Выбрать главу

Но разве могли мы выиграть эту войну, если бы не сонмы таких поляков, как Сапега, как Кшечунович, начитавшихся Сенкевича, оптимистов вопреки всему и вся, для которых эта война была продолжением «Огнем и мечом». В книжечке Кшечуновича нет ни слова о революции в России. Автор только упоминает о «дичи», дичи с Востока. Для поляков это не новость, чем же еще занимались Скшетуские, Вишневецкие, Володыевские, как не били дичь с Востока. Легионеры, молодежь, слепо верящая Пилсудскому, молодежь радикальная, революционная, была в армии меньшинством, а сам Пилсудский для многих блестяще подготовленных польских военных казался опасным леваком, чуть ли не тайным союзником Ленина.

А ведь эта дичь с Востока управлялась и направлялась на Польшу самыми выдающимися людьми того времени, которые не только сражались за революцию, но и создавали новую концепцию революционной борьбы, новую технику завоевания мира, где Польша была лишь второстепенной преградой, которую следовало разрушить с помощью польских рабочих и крестьян, чтобы захватить мир. (Тут стратеги революции просчитались.)

Корчма в Белой

Сам я в 1920 году попал в 1-й уланский полк — совсем рядом с автором воспоминаний — совершенно иными путями, нежели его герой.
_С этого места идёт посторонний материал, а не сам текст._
PR #6373, opened 2018-04-04
Clean config docs, don't share /var/lib/docker

### LINKED ISSUE #5773: tmpfs topic references --volume instead of --tmpfs
[engine/admin/volumes/tmpfs.md](https://docs.docker.com/engine/admin/volumes/tmpfs/), CC @mistyhacks

Where it reads 

_The --mount syntax is more verbose than **-v** or **--volume**_

shouldn't it be

_The --mount syntax is more verbose than **--tmpfs**_

?

It looks like the sentence was a copy-paste from volumes or bind mounts topics. Although it does not affect the understanding of the topic, it may confuse some readers.

### LINKED ISSUE #6267: Include an explicit statement in the docs advising against moving /var/lib/docker to an NFS share
### Problem description

Per [this](https://github.com/moby/moby/issues/22539#issuecomment-217316284) comment in the upstream (CC @thaJeztah), we should have an explicit statement in the documentation that tells users not to move `/var/lib/docker` to an NFS share; more specifically, telling users not to set the Docker daemon `--data-root` flag to an NFS share.

### Problem location and fix suggestions

We should include a statement prohibiting this somewhere on the [About storage drivers](https://docs.docker.com/storage/storagedriver/) page along with an explanation as to why one shouldn't do so. We should also include a similar statement next to the `--data-root` daemon flag docs somewhere in [this](https://github.com/docker/cli/blob/master/docs/reference/commandline/dockerd.md#run-multiple-daemons) section.

joaofnfernandes:
This change cleans some explanations on how volume works and how to configure the Docker daemon.
It also make it clear that the Docker engine data file, which by default is `/var/lib/docker` should be dedicated for a single Docker daemon. You should not [share that directory between multiple daemons](https://www.youtube.com/watch?v=LMMUYQp_XRA).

У меня за плечами была учеба в Петербурге, пережитые там две революции, затем короткий период в 1-м полку креховецких улан, который я оставил, два возвращения в Петербург голода и террора уже после большевистской революции.

Сенкевича читал нам в детстве отец, но молодость моя питалась не Сенкевичем, а Толстым, его христианским пацифизмом и радикальным, принципиальным антимилитаризмом.
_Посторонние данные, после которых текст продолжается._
PR #6374, opened 2018-04-04
Remove references to production; Clean text phase 1

gbarr01:
- Removed text about CE on prod systems
- Tightened text in Install  CE sub-section

There is much more to do on these pages ...

cc: @JustinINevill

### DIFF
--- a/install/linux/docker-ce/centos.md
+++ b/install/linux/docker-ce/centos.md
@@ -131,32 +131,30 @@ from the repository.
 
 #### Install Docker CE
 
-1.  Install the latest version of Docker CE, or go to the next step to install a
-    specific version.
+1.  Install the _latest version_ of Docker CE, or go to the next step to install a specific version:
 
     ```bash
     $ sudo yum install docker-ce
     ```
 
-    > **Warning**: If you have multiple Docker repositories enabled, installing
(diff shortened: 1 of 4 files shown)


install/linux/docker-ce/centos.md
```diff
@@ -131,56 +131,51 @@ from the repository.
...
+    `060A 61C5 1B55 8A7F 742B 77AA C52F EB6B 621E 9F35`, and if so, accept it.
+
+    > Got multiple Docker repositories?
+    >
+    > If you have multiple Docker repositories enabled, installing
     > or updating without specifying a version in the `yum install` or
     > `yum update` command always installs the highest possible version,
     > which may not be appropriate for your stability needs.
-    {:.warning}
+    {:.warning-vanilla}
```
joaofnfernandes: This notation applies a CSS class, so you're basically creating

```
<blockquote class="warning-vanilla">
```

But we don't have any CSS declaration for that class. If you want this note to render in blue, just delete the `{...}`

I see that this class is also being used in other places, so consider doing a search/replace.

gbarr01:
Merging knowing full well that this page needs more cleanup, including the notes, no matter what style you prefer.

PR #6383, opened 2018-04-06
less is more - avoid cat to grep something.

gionniboy:
### Proposed changes
Changed seccomp docs: avoid cat to grep boot config file.

reference: http://porkmail.org/era/unix/award.html


teknoraver:
Seems legit.
While you're at it, replace backticks, which are deprecated, with $()

Issue #6381, opened 2018-04-05
SLAT (Second Level Adress Translation) hardware feature not clearly defined as prerequisite for Docker for Windows


docbenton:
[docker-for-windows/troubleshoot.md](https://docs.docker.com/docker-for-windows/troubleshoot/), CC @gbarr01 

after installing Docker for Windows  ( Linux container chosen)
engine fails to start with famous popup : 
"An error occurred. Hardware assisted virtualization and data execution protection must be enabled in the BIOS. See https://docs.docker.com/docker-for-windows/troubleshoot/#virtualization-must-be-enabled"

the aim of this current issue is to avoid the user fighting to enable hypervisor to avoid this popup at the end of install.

the pre-requisite for hypervisor to start mobylinux vm are
- cpu virtualisation feature, enabled in bios,   
- data execution protection
- SLAT cpu feature (called EPT by intel)
- windows 10 enterprise
..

Польский патриотизм, польская любовь к «сабельке»— все это казалось мне олеографическим, порой трогательным, но провинциальным, этому не было места на общечеловеческой ступени головокружительных мечтаний о новом мире, всемирном братстве и равенстве, не только Толстого, но и всей известной мне русской литературы и революционных течений, лозунгов обеих революций — «wsiem, wsiem, wsiem». Революционный призыв первого председателя Совета рабочих и солдат Церетели брататься на всех фронтах «через груды трупов» я долго носил в сердце.

В последний раз я возвращался в Россию уже свободным от наваждения толстовских теорий, чем тоже обязан русским — прежде всего Мережковскому, которого я навестил в Петрограде в его ледяной квартире на Сергиевской. Это он отправил меня к Достоевскому, Ницше, Розанову и внушил мне чувство смысла истории.
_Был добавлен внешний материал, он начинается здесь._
PR #6397, opened 2018-04-07
Extension fields are only supported from 3.4

Maks3w:
### Proposed changes

Use the minimum supported version in the example

N/A

### Related issues (optional)

N/A


shin-:
See [previous discussion](https://github.com/docker/docker.github.io/pull/6730#issuecomment-391156958) on this topic. It looks like current master uses a mix of both now, meaning #6730 probably missed one. Overall, looks fine to me.

paigehargrave:
Included changes based on technical review.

Новое открытие Польши, пережитое после возвращения, не захлестнуло бы меня с такой силой, если бы не прочитанные одновременно письма Бжозовского. Благодаря этому откровению в 1919 году я увидел совершенно иное польское направление, в котором не только нашел все, чем увлекала меня русская литература, но, более того, то, что показалось мне моей собственной, доселе не осознанной формой мысли, не по-сенкевичевски поланецкой, не по-сенкевичевски завороженной славным прошлым, но мысли суровой, даже жестокой, вросшей корнями в сегодняшний польский день, в сегодняшние проблемы и в день завтрашний. «Один среди людей», «Легенда Молодой Польши», но также и тогда же «Расклюет нас воронье», «Освобождение», «Свадьба», а потом, позже и выше, Мицкевич и Норвид — вот мои (очень запоздалые) открытия благодаря Бжозовскому. Все это было у него на фоне политических и общественных направлений мысли, питавших Францию, Италию, Россию, Англию, но меньше всего — Польшу. Сорель, Бергсон и Ньюман, не говоря уже о русских, которых я читал до того, как открыл Бжозовского. Польша перестала быть для меня островом, затерянным во времени, живущим воспоминаниями и легендами.

И какой же убедительной в перспективе этих горизонтов оказалась мысль Бжозовского, так враждебно настроенная по отношению к «Поланецким» и «Без догмата».

Однако этому решающему чтению предшествовало небольшое событие. Когда я в последний раз возвращался из России в начале 1919 года, то пересекал границу Поль-ши, проходившую тогда между Белостоком и Белой Подляской (Польшу от России отделял оккупированный немцами Ober-Ost, через который революционная Германия вывозила свои войска из Украины). В Белой я зашел в первую попавшуюся корчму. В той корчме была вся Польша: национал-демократическая и еврейская, полицейская и крестьянская; все в ней шумели, спорили, ругали всех и вся, особенно правительство, безо всякого страха. Эта корчма, гудящая от разговоров, смеха, водки, перепалок после моего путешествия в Петербург, а затем с поддельным паспортом через Жлобин и Пинск в Польшу из страны страха и молчания, молчания везде: на улицах, в столовых, в трамваях — эта корчма стала для меня одним из главных кристаллизующих потрясений в жизни.